Luckily, you as a software engineer don’t have to worry about doing any of these things on Linux. That’s because it’s the job of a kernel like Linux to do nearly everything we’ve just described for you. Linux exposes a set of operations, known as syscalls, which programs like cat use to directly manipulate abstractions like files. In this case, cat uses the open() syscall to locate a file and then the read() syscall to read data from that file.

Let’s take a look at a minimal version of cat in C that does not do any error checking. We won’t use syscalls directly, but instead use a suite of C functions specified by POSIX that wrap syscalls. The functions are close enough to making an actual syscall that the difference is not worth talking about at length.

This program has three parts: first, it opens a file using open(). This syscall gives you a file descriptor—just a number—that the kernel can use to refer to the file for the duration of your program.

Second, we have a loop. This loop reads chunks from the input file specified by the user into an array and then writes those chunks to stdout. C comes with a constant called STDOUT_FILENO so that the kernel can refer to stdout.

Third, we close the file using close().

int main(int argc, char *argv[]) {
  if (argc != 2) return 1;
  const char *filename = argv[1];
  int file = open(filename, O_RDONLY);
  int nread;
  char buffer[100];
  while (1) {
    nread = read(file, buffer, sizeof buffer);
    if (nread <= 0) break;
    write(STDOUT_FILENO, buffer, nread);
  }
  close(file);
  return 0;
}

A fuller version of this program would check for errors when applicable. For example, what if the filename the user provided does not correspond to a real file? Or you don’t have permission to read it? You can read the manual pages to learn how these functions surface errors and how to handle them.
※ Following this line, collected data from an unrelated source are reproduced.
PR #23917, opened 2025-08-29
[P/D]`kv_output_aggregator` support heterogeneous

LCAIZJ:
## Purpose
1. D is memory bound so greater TP size will yield better performance. However, in the MLA scenario, each TP worker maintains the full kvcache, which prevents actual GPU memory savings. As a result, when MLA is enabled, the TP size for P often exceeds that of D.
2. When the TP size for P exceeds that of D, the current mechanism of kv_output_aggregator fails to function correctly. As illustrated in the figure below, both finished_sending and finished_recving should be 2 in this scenario. However, the kv_output_aggregator incorrectly initializes them to world_size, causing finished_sending to remain at 4 and preventing the release of P's kvcache.
image

3. To resolve this issue, we introduce a new interface get_finished_count() in the connector's base class. This method is implemented by specific connector subclasses to return the correct values for finished_sending and finished_recving. When different executors invoke get_finished_count() to initialize the kv_output_aggregator, it ensures the counters are configured correctly.

## Test Plan
Model：DeepSeek-R1
Distributed Strategy：1P(TP16)1D(DP4、TP4)

## Test Result
Successfully processed 10,000 benchmark prompts with 4K input tokens and 1.5K output tokens per request. 
image
Since the primary goal was to verify overall functionality, we did not enable many optimization features during benchmark execution. As a result, the TTFT and TPOT metrics are suboptimal, though the verification of the core functionality was successfully completed.

---
<details>
<summary> Essential Elements of an Effective PR Description Checklist </summary>

- [ ] The purpose of the PR, such as "Fix some issue (link existing issues this PR will resolve)".
- [ ] The test plan, such as providing test command.
- [ ] The test results, such as pasting the results comparison before and after, or e2e results
- [ ] (Optional) The necessary documentation update, such as updating `supported_models.md` and `examples` for a new model.
- [ ] (Optional) Release notes update. If your change is user facing, please update the release notes draft in the [Google Doc](https://docs.google.com/document/d/1YyVqrgX4gHTtrstbq8oWUImOyPCKSGnJ7xtTpmXzlRs/edit?tab=t.0).
</details>

PR #26734, opened 2025-10-13
[P/D] Dynamic `kv_output_aggregator` collect size

NickLucche:
This PR expands the approach presented in https://github.com/vllm-project/vllm/pull/23917, referring to the same issue, but specifically addressing the cases where the number of requests to collect isn't known at startup time.
image

This is the case for discovery-based connectors such as NixlConnector, whereby the topology isn't fully propagated top-down, but rather discovered by handshaking with peers.
 
Hence, this PR enables connectors to output an extra-optional field named `expected_finished_reqs` which allows to set the number of actual transfers that are happening and that are actually reported from worker->executor.

Mind that this approach could superseed the changes introduced in https://github.com/vllm-project/vllm/pull/23917, as long as this value is returned on the first (or on every) call to get_finished, from which the kv conector output is built from. cc @LCAIZJ @zzy-ContiLearn as I don't mean to break previous integration, but merely stating a possiblity here. 

I've added a new test to showcase functionality.


vllm/distributed/kv_transfer/kv_connector/utils.py
```diff
@@ -154,6 +157,19 @@ def update_finished_set(
...
+            if (
+                output.expected_finished_reqs > 0
+                and output.expected_finished_reqs != self._expected_finished_reqs
+            ):
+                logger.debug(
+                    "Expected finished requests updated from %d to %d",
+                    self._expected_finished_reqs,
+                    output.expected_finished_reqs,
+                )
+                self._expected_finished_reqs = output.expected_finished_reqs
```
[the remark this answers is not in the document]
NickLucche: Yeah I was planning to entrust connector with the responsability of returning the same value among workers, but we can have it so we only look at the first one for simplicity. 
This value shouldn't vary often.

vllm/distributed/kv_transfer/kv_connector/utils.py
```diff
@@ -141,7 +141,10 @@
             finished_set: set[str],
         ) -> None:
             for req_id in req_ids or ():
-                remaining_count_dict[req_id] -= 1
+                remaining_count = remaining_count_dict.get(
+                    req_id, self._expected_finished_reqs
+                )
+                remaining_count_dict[req_id] = remaining_count - 1
```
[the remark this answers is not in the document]
NickLucche: this is intended, workers can still report for older pending requests.

vllm/v1/outputs.py
```diff
@@ -88,6 +88,7 @@ class KVConnectorOutput:
     # IDs of externally computed KV blocks that failed to load.
     # Requests referencing these blocks should be rescheduled to recompute them.
     invalid_block_ids: set[int] = field(default_factory=set)
+    expected_finished_reqs: int = 0
```
markmc: Could do with a brief comment here that it overrides `connector.get_finished_count()` and also a comment about that in `get_finished_count()` docs

vllm/distributed/kv_transfer/kv_connector/utils.py
```diff
@@ -127,8 +126,9 @@ class KVOutputAggregator:
     def __init__(self, world_size: int):
         # Complete transfer tracker. Used to track finished requests
         # [req_id -> n_remaining_workers]
-        self._recv_remaining_count = defaultdict[str, int](lambda: world_size)
-        self._send_remaining_count = defaultdict[str, int](lambda: world_size)
+        self._recv_remaining_count = dict[str, int]()
+        self._send_remaining_count = dict[str, int]()
+        self._expected_finished_reqs = world_size
```
markmc: It would be nice to have the relationship between 'get_finished_count()' and 'kv_connector_output.expected_finished_reqs' expressed somewhere in this file

For a start, `s/world_size/finished_count/` here would help

But also maybe

```
class KVOutputAggregator:

    @classmethod
    def new_from_connector(cls, connector: KVConnectorBase, world_size: int):
        return cls(connector.get_finished_count() or world_size)
```

The only reason I like this is it calls attention to `get_finished_count()` when you're looking at `KVOutputAggregator`

so engine:

```
self.model_executor.init_kv_output_aggregator(self.scheduler.connector)
```

and executor:

```
    def init_kv_output_aggregator(self, connector: KVConnectorBase) -> None:
        self.kv_output_aggregator = KVOutputAggregator.from_connector(connector, self.parallel_config.world_size)
```

tests/v1/kv_connector/unit/test_output_aggregator.py
```diff
@@ -16,11 +16,13 @@ def __init__(
         finished_sending: set[str] | None = None,
         finished_recving: set[str] | None = None,
         invalid_block_ids: set[int] | None = None,
+        expected_finished_reqs: int = 0,
```
markmc: It would be really nice to fix the typo in this file's name :rofl:

tests/v1/kv_connector/unit/test_output_aggregator.py
```diff
@@ -158,3 +160,40 @@ def test_async_aggregate_workers_output():
...
+
+    assert not aggregated.kv_connector_output.finished_sending
+
+    # Req2 is finished
+    assert "req2" not in aggregator._recv_remaining_count
+    assert aggregated.kv_connector_output.finished_recving == {"req2"}
+
+    # Req1 is still waiting for 2 more acks (expected_finished_reqs has no effect)
+    # NOTE: This is to showcase dynamic update. Workers are responsible for
+    # ensuring "req1" termination in this case
```
markmc, line 198: The commentary is very useful, and the test very useful to head off e.g. the review comment from codex. But the scenario seems a bit wild! I can understand the expected count changing at handshake time, but after requests are in flight? (I'm probably missing something)

tests/v1/kv_connector/unit/test_output_aggregator.py
NickLucche: lol

tests/v1/kv_connector/unit/test_output_aggregator.py
NickLucche: So the idea is that this number can vary based on external factors (the reads issued from D),  so if D configuration was to change at runtime (a scenario I am not interested to support in nixl rn) the connector would have maximum flexibility to implement their own logic to react here.

But I understand this may be scary in terms of how much freedom the connector has over it.
I am also open to just limit the number of changes to 1.

vllm/v1/outputs.py
njhill: Agree very much with @markmc about the comment. It would be good to include the fact that it applies to both sending and recving cases. And also making it clear that this is not actually kv connector output/events like the other field but more like current "configuration" information and that the value would be expected to remain static in most cases.

Also, I'm wondering whether it makes sense to have a default here and if so whether 0 makes sense. IIRC this will only be instantiated by vllm itself so perhaps we should make this field (and others?) required, for less confusion.

Finally I am wondering whether there's a more accurate name for this, since `expected_finished_reqs` I think could be a bit misleading. Since it's not really a count of requests but rather a count of notifications to expect per request, right? Would something like `workers_to_aggregate` or `expected_finished_notifs_per_request` be better? (not that I necessarily like either of those!)

njhill (commented):
Thanks @NickLucche and sorry for taking ages to get to it. Though it's a small change it takes me a while to context switch back to this and understand / think carefully about the implications!

Looks great overall. Main thing is that I feel the purpose of the field is a bit unintuitive and so very clear naming and comments would be good.

vllm/v1/outputs.py
NickLucche: > vllm itself so perhaps we should make this field (and others?) required

I think the default-based output struct currently comes from the fact that output is yielded first and then only populated on finally: in the mixin.

vllm/distributed/kv_transfer/kv_connector/utils.py
NickLucche: good point, was just waiting to get nick's ack on general idea, will implement this

vllm/executor/executor_base.py
```diff
@@ -257,10 +260,10 @@ async def check_health_async(self) -> None:
         exception."""
         self.check_health()
 
-    def init_kv_output_aggregator(self, finished_count: int | None) -> None:
+    def init_kv_output_aggregator(self, connector: KVConnectorBase_V1) -> None:
```
markmc:
```
vllm/executor/executor_base.py:263: in ExecutorBase
    def init_kv_output_aggregator(self, connector: KVConnectorBase_V1) -> None:
E   NameError: name 'KVConnectorBase_V1' is not defined
```

tests/v1/kv_connector/unit/test_output_aggregator.py
```diff
@@ -158,3 +160,40 @@ def test_async_aggregate_workers_output():
     assert aggregated.finished_sending is None
     assert aggregated.finished_recving == {"req2"}
     assert aggregated.invalid_block_ids == {3, 4, 5}
+
+
+def test_aggregate_workers_output_with_expected_finished_reqs():
+    # We create the aggregator expecting to collect from 4 workers
+    aggregator = KVOutputAggregator(world_size=4)
```
markmc:
```
>       aggregator = KVOutputAggregator(world_size=4)
E       TypeError: KVOutputAggregator.__init__() got an unexpected keyword argument 'world_size'

tests/v1/kv_connector/unit/test_output_aggregator.py:167: TypeError

```

markmc:
```
$ git grep -n KVOutputAggr.*world_size tests/
tests/v1/kv_connector/unit/test_nixl_connector.py:706:    aggregator = KVOutputAggregator(world_size=3)
tests/v1/kv_connector/unit/test_nixl_connector.py:771:    aggregator = KVOutputAggregator(world_size=3)
tests/v1/kv_connector/unit/test_output_aggregator.py:38:    aggregator = KVOutputAggregator(world_size=2)
tests/v1/kv_connector/unit/test_output_aggregator.py:90:    aggregator = KVOutputAggregator(world_size=2)
tests/v1/kv_connector/unit/test_output_aggregator.py:167:    aggregator = KVOutputAggregator(world_size=4)
```

njhill (approved):
Thanks @NickLucche!

PR #26737, opened 2025-10-13
[Core] Streamline some structured output related code

njhill:
Simplify some data structures, redundant fields, etc.

Things noticed while reading through the code to understand it.

### DIFF
--- a/vllm/v1/core/sched/output.py
+++ b/vllm/v1/core/sched/output.py
@@ -165,9 +165,8 @@ class SchedulerOutput:
     # freed from the encoder cache.
     free_encoder_mm_hashes: list[str]
 
-    # Dict of request ids to their index within the batch
-    # for filling the next token bitmask
-    structured_output_request_ids: dict[str, int]
+    # ids of structured outputs requests included in the bitmask, in order.
+    structured_output_request_ids: list[str]
     # the bitmask for the whole batch
     grammar_bitmask: "npt.NDArray[np.int32] | None"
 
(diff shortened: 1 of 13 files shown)


vllm/v1/core/sched/output.py
```diff
@@ -165,9 +165,8 @@ class SchedulerOutput:
     # freed from the encoder cache.
     free_encoder_mm_hashes: list[str]
 
-    # Dict of request ids to their index within the batch
-    # for filling the next token bitmask
-    structured_output_request_ids: dict[str, int]
+    # ids of structured outputs requests included in the bitmask, in order.
```
russellb, line 168:
```suggestion
    # ids of structured outputs requests included in the bitmask.
    # The index of the id in this list corresponds to the index into
    # grammar_bitmask.
```

is this right?

russellb (approved):
just one minor comment suggestion, otherwise lgtm. thanks!

vllm/v1/core/sched/output.py
njhill: Actually not necessarily in spec decoding case. The requests will be in the order of the list but there may be more than one row per request so the index in the list won't match index into the bitmask. It would be true in non-spec decode case though.

russellb: Oh, right -- clarifying the order definition here would be nice in any case

njhill: I will do this in follow-on PR to avoid running the whole CI again!

PR #26832, opened 2025-10-14
create is_in_the_same_node on cpu

helunwencser:
Summary: `in_the_same_node_as` is only called on the host. This PR makes `is_in_the_same_node` to be created on the host directly; otherwise, this function fails if `torch.set_default_device()` is called during device initialization because `is_in_the_same_node` will be created on the device by default.

Test Plan:
Before:
vLLM fails to initialize distributed group due to the following error:
```RuntimeError: No backend type associated with device type XXX```

After:
vLLM can initialize distributed group successfully

Differential Revision: D84630888


houseroad (commented):
Looks good. 

Can we fix the linter (pre-commit)?

Also can we add a unittest?

houseroad (approved):

PR #26844, opened 2025-10-14
Guard SM100 CUTLASS MoE macro to SM100 builds

jonahbernard:
## Purpose
Fix symbol issues (https://github.com/vllm-project/vllm/issues/26843) on SM120 builds where grouped_mm_c3x_sm100.cu is not compiled but ENABLE_CUTLASS_MOE_SM100 was defined by unrelated blocks.

Make ENABLE_CUTLASS_MOE_SM100 accurately reflect SM100 grouped MoE availability:

Defined only on SM100 arches (10.0a/10.1a/10.3a on CUDA 12.8–12.9, or 10.0f on CUDA ≥13.0).

**Note:** I may be misinterpreting the purpose of  `ENABLE_CUTLASS_MOE_SM100` as it may be being used not literally to mean only SM100. However, if this is the case, this imprecision should be addressed to fix the code and reduce confusion. 

## Test Plan

I’m unable to build for all affected architectures; it should be tested on SM90, SM100, SM110, and SM120.

## Test Result

Not available.
---
<details>

</details>


Jonahcb:
Hi! @mgoin thoughts on this:
> Note: I may be misinterpreting the purpose of `ENABLE_CUTLASS_MOE_SM100` as it may be being used not literally to mean only SM100. However, if this is the case, this imprecision should be addressed to fix the code and reduce confusion.

CMakeLists.txt
mgoin: Should we remove 12.x from this block?

mgoin (commented):
I agree we should only set ENABLE_CUTLASS_MOE_SM100 if we are compiling for 10.x, maybe even more strict. I'm not sure I understand this fix though as some of these cases already specialize for 10.x

CMakeLists.txt
jonahbernard: @mgoin Yeah, that sounds good. I am relatively new to NVIDIA and can't find much information about this online, but is 11.x compatible with 10.x? If not, shouldn't we remove 11.x as well? Thanks!

johnnynunez:
LGTM @mgoin

CMakeLists.txt
johnnynunez: yes, this is a mistake

huydhn (approved):

CMakeLists.txt
```diff
@@ -594,9 +594,9 @@ if(VLLM_GPU_LANG STREQUAL "CUDA")
...
   # FP4 Archs and flags
   if(${CMAKE_CUDA_COMPILER_VERSION} VERSION_GREATER_EQUAL 13.0)
-    cuda_archs_loose_intersection(FP4_ARCHS "10.0f;11.0f;12.0f" "${CUDA_ARCHS}")
+    cuda_archs_loose_intersection(FP4_ARCHS "10.0f" "${CUDA_ARCHS}")
   else()
-    cuda_archs_loose_intersection(FP4_ARCHS "10.0a;10.1a;12.0a;12.1a" "${CUDA_ARCHS}")
+    cuda_archs_loose_intersection(FP4_ARCHS "10.0a;10.1a" "${CUDA_ARCHS}")
   endif()
   if(${CMAKE_CUDA_COMPILER_VERSION} VERSION_GREATER_EQUAL 12.8 AND FP4_ARCHS)
     set(SRCS
```
mgoin, line 603: I'm not sure if some of these sources are needed for 12.0, such as the nvfp4 quant source

mgoin (approved):
This looks good to me, I'm just unsure about the quant utils that might be shared with 11 and 12

CMakeLists.txt
ECMGit: I think we should keep 11.0f and 12.0f which are required for sm120 and sm110 device

ECMGit: These source are actually required for nvfp4 for sm120 and sm110. 10.0f will be still compiled if we leave them as they are.

CMakeLists.txt
```diff
@@ -716,9 +716,9 @@ if(VLLM_GPU_LANG STREQUAL "CUDA")
   endif()
 
   if(${CMAKE_CUDA_COMPILER_VERSION} VERSION_GREATER_EQUAL 13.0)
-    cuda_archs_loose_intersection(SCALED_MM_ARCHS "10.0f;11.0f;12.0f" "${CUDA_ARCHS}")
+    cuda_archs_loose_intersection(SCALED_MM_ARCHS "10.0f" "${CUDA_ARCHS}")
   else()
-    cuda_archs_loose_intersection(SCALED_MM_ARCHS "10.0a;10.1a;10.3a;12.0a;12.1a" "${CUDA_ARCHS}")
```
ECMGit, line 722: In CUDA 13.0, I remember 12.0a and 12.1a should be 12.0f, 12.0f is good enough for both archs. I would suggest keep it as it is.

CMakeLists.txt
johnnynunez: @Aidyn-A what do you think?

johnnynunez:
> ## Purpose
> Fix symbol issues (#26843) on SM120 builds where grouped_mm_c3x_sm100.cu is not compiled but ENABLE_CUTLASS_MOE_SM100 was defined by unrelated blocks.
> 
> Make ENABLE_CUTLASS_MOE_SM100 accurately reflect SM100 grouped MoE availability:
> 
> Defined only on SM100 arches (10.0a/10.1a/10.3a on CUDA 12.8–12.9, or 10.0f on CUDA ≥13.0).
> 
> **Note:** I may be misinterpreting the purpose of `ENABLE_CUTLASS_MOE_SM100` as it may be being used not literally to mean only SM100. However, if this is the case, this imprecision should be addressed to fix the code and reduce confusion.
> 
> ## Test Plan
> I’m unable to build for all affected architectures; it should be tested on SM90, SM100, SM110, and SM120.
> 
> ## Test Result
> ## Not available.
> Essential Elements of an Effective PR Description Checklist

could you check why CI is not passing? cc @mgoin

eugr:
@johnnynunez - looks like this recent dependency issue with apache-tvm-ffi. The main branch build is also failing. From the CI job logs:

```
No solution found when resolving dependencies:
[2025-10-29T05:55:33Z] 1.626   ╰─▶ Because there is no version of apache-tvm-ffi==0.1.0b15 and
[2025-10-29T05:55:33Z] 1.626       flashinfer-python==0.4.1 depends on apache-tvm-ffi==0.1.0b15, we can
[2025-10-29T05:55:33Z] 1.626       conclude that flashinfer-python==0.4.1 cannot be used.
[2025-10-29T05:55:33Z] 1.626       And because you require flashinfer-python==0.4.1, we can conclude that
[2025-10-29T05:55:33Z] 1.626       your requirements are unsatisfiable.
[2025-10-29T05:55:33Z] 1.626
[2025-10-29T05:55:33Z] 1.626       hint: `apache-tvm-ffi` was requested with a pre-release marker (e.g.,
[2025-10-29T05:55:33Z] 1.626       apache-tvm-ffi==0.1.0b15), but pre-releases weren't enabled (try:
[2025-10-29T05:55:33Z] 1.626       `--prerelease=allow`)
```

eugr:
> mmm maybe he has to merge main to his PR due that apache tvm ffi now has stable release

This also happens in main, because of dependency on flashinfer==0.4.1 that triggers this apache dependency. There is a new version of flashinfer==0.5.0, I wonder if they should use that instead (assuming no breaking changes).

johnnynunez:
> > mmm maybe he has to merge main to his PR due that apache tvm ffi now has stable release
> 
> This also happens in main, because of dependency on flashinfer==0.4.1 that triggers this apache dependency. There is a new version of flashinfer==0.5.0, I wonder if they should use that instead (assuming no breaking changes).

there is an open PR. Be patient

Azure-Tang:
> On Spark, you need two things:
> 
> 1. Apply the changes from this PR.
> 2. Set environment variables before building VLLM (this is also essential, otherwise cmake will not pick up correct architecture):
> 
> export TORCH_CUDA_ARCH_LIST=12.0f export TRITON_PTXAS_PATH=/usr/local/cuda/bin/ptxas

I tried to export this two env then compile

but still encounter error. 
```
NotImplementedError: No compiled get_cutlass_moe_mm_data: no cutlass_scaled_mm kernel for CUDA device capability: 121. Required capability: 90 or 100
```
Is this means we cannot run moe model on spark now? @eugr

Azure-Tang:
> > I tried to export this two env then compile
> 
> Have you applied the changes from this PR to CMakeLists.txt?

sure

johnnynunez:
> > > I tried to export this two env then compile
> > 
> > 
> > Have you applied the changes from this PR to CMakeLists.txt?
> 
> sure. And I successfully run qwen3-30b-a3b. But moe models are keep failing

di you tried new pytorch 2.9.1 and triton 3.5.1? That fix some issues for spark related to triton kernels

swtb3-ryder:
> > > di you tried new pytorch 2.9.1 and triton 3.5.1? That fix some issues for spark related to triton kernels
> > 
> > 
> > I used pytorch 2.9.0. But I don't think thats the case cause the cutlass_scaled_fp4_mm is a cuda kernel? And maybe it seems we don't get some thing like "cutlass_scaled_fp4_mm_sm120f" or "cutlass_scaled_fp4_mm_sm121" in vllm, which related to spark's arch.
> > image
> 
> yes, there is a lack of support for spark right now, we are working on it

@johnnynunez im interested in following developments with spark support, where can I do that?

eugr:
> it pulls in the CPU-only version of torch

Run `python use_existing_torch.py` before building.

trias702:
> > it pulls in the CPU-only version of torch
> 
> Run `python use_existing_torch.py` before building.

That doesn't work though, because all `python use_existing_torch.py` does is just erase torch from pyproject.toml. Then when you run `python -m build --wheel` the isolated environment fails immediately because it doesn't download any torch at all, neither the cpu or cuda one, so you get an ImportError "no module torch".

`python -m build -wheel` creates an isolated environment for the build, completely separate from the local environment, and it pulls everything in from the toml, so basically just like how `uv run` works. So if you remove torch from the toml, the isolated build will fail as there's no torch at all anymore.

eugr:
Any reason you can't use --no-build-isolation?

trias702:
> Any reason you can't use --no-build-isolation?

I can, in which case it works just fine, however, that is only because my local Python environment already mirrors the contents of the toml file. The point of an isolated build is that it is essentially running `uv run python -m build --wheel` under the bonnet, and this is super useful because it means I don't have to worry if my local python environment matches what's necessary to build. I could have a different local cuda or torch version, whatever. But I can still build vllm any time by creating an isolated environment on the fly that always matches the toml. It's super useful and is the correct way to build complex packages as there is guaranteed no version mismatches.

Only on the DGX Spark it's not working correctly because the toml is pointing to the CPU-only install for torch, and I'm wondering how we change that to be the cuda version instead. As it stands currently, I believe it's a legitimate bug, and should affect any unix box, not just the Spark, but I don't have another unix box with a GPU to know for certain.

eugr:
> I could have a different local cuda or torch version, whatever.

Won't venv give you that? venv works well with uv, just use uv venv to create it and then activate as usual.

trias702:
> > I could have a different local cuda or torch version, whatever.
> 
> Won't venv give you that? venv works well with uv, just use uv venv to create it and then activate as usual.

venv is what uv uses under the bonnet, same with python build. Unfortunately, the toml file in vllm isn't telling the venv system to use the cuda variant of torch. You need to explicitly tell it to do that, like how Nemo-RL does it: https://github.com/NVIDIA-NeMo/RL/blob/2951ce37ae1e568ab5ff063997da478a85551dfa/pyproject.toml#L185

eugr:
@Jonahcb  - looks like you need to merge main into your PR for checks to pass...

CMakeLists.txt
```diff
@@ -717,9 +717,9 @@ if(VLLM_GPU_LANG STREQUAL "CUDA")
...
+    cuda_archs_loose_intersection(SCALED_MM_ARCHS "10.0a;10.1a;10.3a" "${CUDA_ARCHS}")
```
wrmedford, line 722: This is going to break in PTX 9.0 I think. 10.1a is going to be 11.0a at that point.

CMakeLists.txt
```diff
@@ -669,7 +669,7 @@ if(VLLM_GPU_LANG STREQUAL "CUDA")
   endif()
 
   if(${CMAKE_CUDA_COMPILER_VERSION} VERSION_GREATER_EQUAL 13.0)
-    cuda_archs_loose_intersection(SCALED_MM_ARCHS "10.0f;11.0f" "${CUDA_ARCHS}")
```
johnnynunez: here mantain 11.0f

CMakeLists.txt
```diff
@@ -717,9 +717,9 @@ if(VLLM_GPU_LANG STREQUAL "CUDA")
   endif()
 
   if(${CMAKE_CUDA_COMPILER_VERSION} VERSION_GREATER_EQUAL 13.0)
-    cuda_archs_loose_intersection(SCALED_MM_ARCHS "10.0f;11.0f;12.0f" "${CUDA_ARCHS}")
```
johnnynunez: share here: mantain 11.0f

CMakeLists.txt
johnnynunez: in < 13.0 is 10.1, in >=13.0 is 11.0

CMakeLists.txt
Aidyn-A: Looking at the corresponding CUTLASS kernel configs I see only `Sm100`:
https://github.com/vllm-project/vllm/blob/db56a59970a84842da2adc3aa64e436f42448b48/csrc/quantization/w8a8/cutlass/moe/grouped_mm_c3x_sm100.cu#L13-L62

I might be wrong, but these kernels will work on `sm_110f`, but definitely will not work on `sm_120f`.

@johnnynunez, have you tested MOE kernels on DGX Spark when you added `sm_120f`?

CMakeLists.txt
Aidyn-A: Agree, `11.0f` should stay.

CMakeLists.txt
Aidyn-A: It is worth keeping it, as long as there are CUTLASS kernels for `sm_120`. But are there any?

mgoin (changes requested):
Blocking due to unresolved comments. For now prioritizing https://github.com/vllm-project/vllm/pull/28938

The kernel’s responsibilities

files
directories
executing things
stdin/stdout/stderr
pipes
processes
/dev/ as filesystem

How a program interacts with the operating system

syscalls
special file accesses (a la /dev/)

Viewing syscalls with `strace`

It’s all well and good to speak in abstract about what system calls do, but it’s another to see them happen right in front of you. Let’s take another look at the implementation of cat from above:

int main(int argc, char *argv[]) {
  if (argc != 2) {
    return 1;
  }
  const char *filename = argv[1];
  int file = open(filename, O_RDONLY);
  int nread;
  char buffer[100];
  while (1) {
    nread = read(file, buffer, sizeof buffer);
    if (nread <= 0) {
      break;
    }

    write(STDOUT_FILENO, buffer, nread);
  }
  return 0;
}

We can compile it using gcc cat.c -o cat and run it with ./cat somefile. We’re telling you that it uses the syscalls open, read, and write to do its job, but how can you verify that is what’s actually happening?

Thankfully, there is a tool called strace that will tell you what syscalls a program is making as it is running. Let’s use it to see what syscalls are actually happening. You’ll see a lot of output that is not immediately relevant to the code above, but occurs when the program is starting up. We have omitted that from the snippet:

cedar% strace ./cat somefile
<other syscalls from process start>
openat(AT_FDCWD, "somefile", O_RDONLY)  = 3
read(3, "hello\nworld\nfoo\nbar\n", 100) = 20
write(1, "hello\nworld\nfoo\nbar\n", 20hello
world
foo
bar
) = 20
read(3, "", 100)                    	= 0
exit_group(0)                       	= ?
+++ exited with 0 +++
$

Lo! Your program calls openat, read, and write.

strace is a powerful tool for understanding what software is doing. The course staff has used it to figure out why a program is hanging—for example, maybe something went wrong with a file read, and strace shows it waiting for a read() to finish.

Some engineers at large tech firms agree that it is useful, but warn that it greatly slows down the program it is running. Brendan Gregg, for example, wrote an article about how slow it can get. For large production workloads, you may want to reach for a newer tool like bpftrace.

Lecture 6

Note: these lecture notes are incomplete and will be updated soon

Pádraig Brady

Slides here

Where can you find command lines?

General-purpose operating systems
- Shells for POSIX operating systems
- Shells for Windows
- Not much else worth mentioning (Fuschia?)
Special-purpose tools
- Debuggers: GDB, LLDB
- Programming languages: Python, Ruby REPLs
- Controlling daemons: bluetoothctl, pacmd
Recovery/rescue environments
- Linux recovery shell (POSIX-compliant, but minimal set of tools)
- GRUB
- U-Boot
Appliances
- Routers/switches

Most command lines have nowhere near the feature set of a POSIX shell and are limited to running individual commands with arguments.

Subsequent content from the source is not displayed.